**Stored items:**
* * * * *

PR #14, opened 2016-11-18
Creating spring config class to wire up JdbcTemplate beans

burzum619:
Production and test code should no longer require autowiring a datasource directly.


service/src/test/java/tds/assessment/configuration/data/DataSourceConfiguration.java
```diff
@@ -0,0 +1,38 @@
+package tds.assessment.configuration.data;
```
millerts: This should be in common and imported like the other common spring classes.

* * * * *

**What this task involves:** Reproduce every record above exactly as it is written.

**Task solution:**
PR #14, opened 2016-11-18
Creating spring config class to wire up JdbcTemplate beans

burzum619:
Production and test code should no longer require autowiring a datasource directly.


service/src/test/java/tds/assessment/configuration/data/DataSourceConfiguration.java
```diff
@@ -0,0 +1,38 @@
+package tds.assessment.configuration.data;
```
millerts: This should be in common and imported like the other common spring classes.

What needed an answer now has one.